I like stupid, lowbrow comedies as much as the next man as long as I find them clever, original, and/or creative. To me, the funniest movies of this year are Scary Movie, The Grinch, Little Nicky, and Battlefield Earth. I simply didn’t find Road Trip to be laugh my a-- off hilarious because Tom Green mouthing a live mouse isn’t funny to me. What I can say is that at the very least, Road Trip boasts the most T&A of any theatrical release I’ve seen this year, and while they may not be the best bare breasts of the year (Katie Holmes’ in The Gift are still upcoming), they were pleasant nonetheless. In addition, I found Seann William Scott’s reprisal of his the chauvinistic male pig character from American Pie in Road Trip to be entertaining as well and probably would’ve enjoyed seeing him do it again in Dude, Where’s My Car?, but alas, it wasn’t meant to be.

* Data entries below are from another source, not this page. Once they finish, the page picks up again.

Issue #2764, opened 2016-02-15
Light/Dark arts not boosting skill if current main job does not have it natively


Hozu:
Base skill (ie. before merits/gear) is the higher of three values: Actual base skill (implemented), B+ - the amount the skill is from its actual cap, but only if the job has it natively (implemented), and some seemingly arbitrary value (not implemented). I say seemingly random because it appears to have no relation to any existing skill ranks, meaning a new one would be needed to be made for it.

As for the data, @teschnei collected it a while ago, and I recorded it. It can be viewed here: http://pastebin.com/S00mVFnf

PR #3858, opened 2017-04-26
Fixed Dark and Light arts not correctly increasing skill levels for…

UnknownX7:
…jobs with less than E skill


Hozu:
What does this commit change the skill levels to? https://github.com/DarkstarProject/darkstar/issues/2764 has data of what the value should be at minimum, gathered from retail.

teschnei:
I think it's just fixing a bug of using MJob instead of MLevel

Hozu:
Ah. I checked the various formula against the data, and it mostly lines up. Largest error is +/-1, and none of the levels divisible by 10 (except 70), 75, and 76-99 are wrong, so it's more or less correct. Accurate for level-capped content, unless there's a 70 cap thing I'm forgetting about.

UnknownX7:
> I think it's just fixing a bug of using MJob instead of MLevel
This is correct.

This PG-13 release is a gross out, teensploitation film at its heart missing the gross out comedy and teensploitation. It’s worse than Road Trip in every possible way. Dude, Where’s My Car? is nothing more than an extended version of the trailers we’ve all had forced onto us over the last two weeks. Thought a blind person flipping the bird was funny in the Tom Green movie? You’ll pass a kidney stone laughing at a blind kid feeling up a "hot chick" from another planet. The PG-13 rating looms over this movie like all the others I’ve b----ed about that should’ve been rated R this year (Loser, Coyote Ugly, Bring It On, Pay It Forward).
Jesse and Chester go to a strip club where no one’s naked. The closest thing we have to female nudity in Dude, Where’s My Car? is girls wearing wet white T-shirts. But if you’re interested in seeing Donkeylips (Michael Bower from Salute Your Shorts) completely naked save for some white underwear, this is your movie. If you’re into seeing a transsexual stripper showing his "package" to another guy, this is your movie. And, I’m not some devout Christian or anything, but call me crazy, I think a prepubescent boy and his father looking up a 50-foot-bimbo’s dress is wrong and unfunny. Nor do I find Andy Dick amusing at all, not even as a French man’s prisoner/b---h.
When the movie’s not busy ripping off its predecessors with a pot-smoking dog, offending my people with its racist to Chinese jokes, or killing my brain cells with its predictable potty humor, once every act or so, it might have something funny, like a one-upmanship battle between the two with Fabio and his girlfriend. But there are only three such moments in the film. Save your cash, because dude, this movie like totally sucks.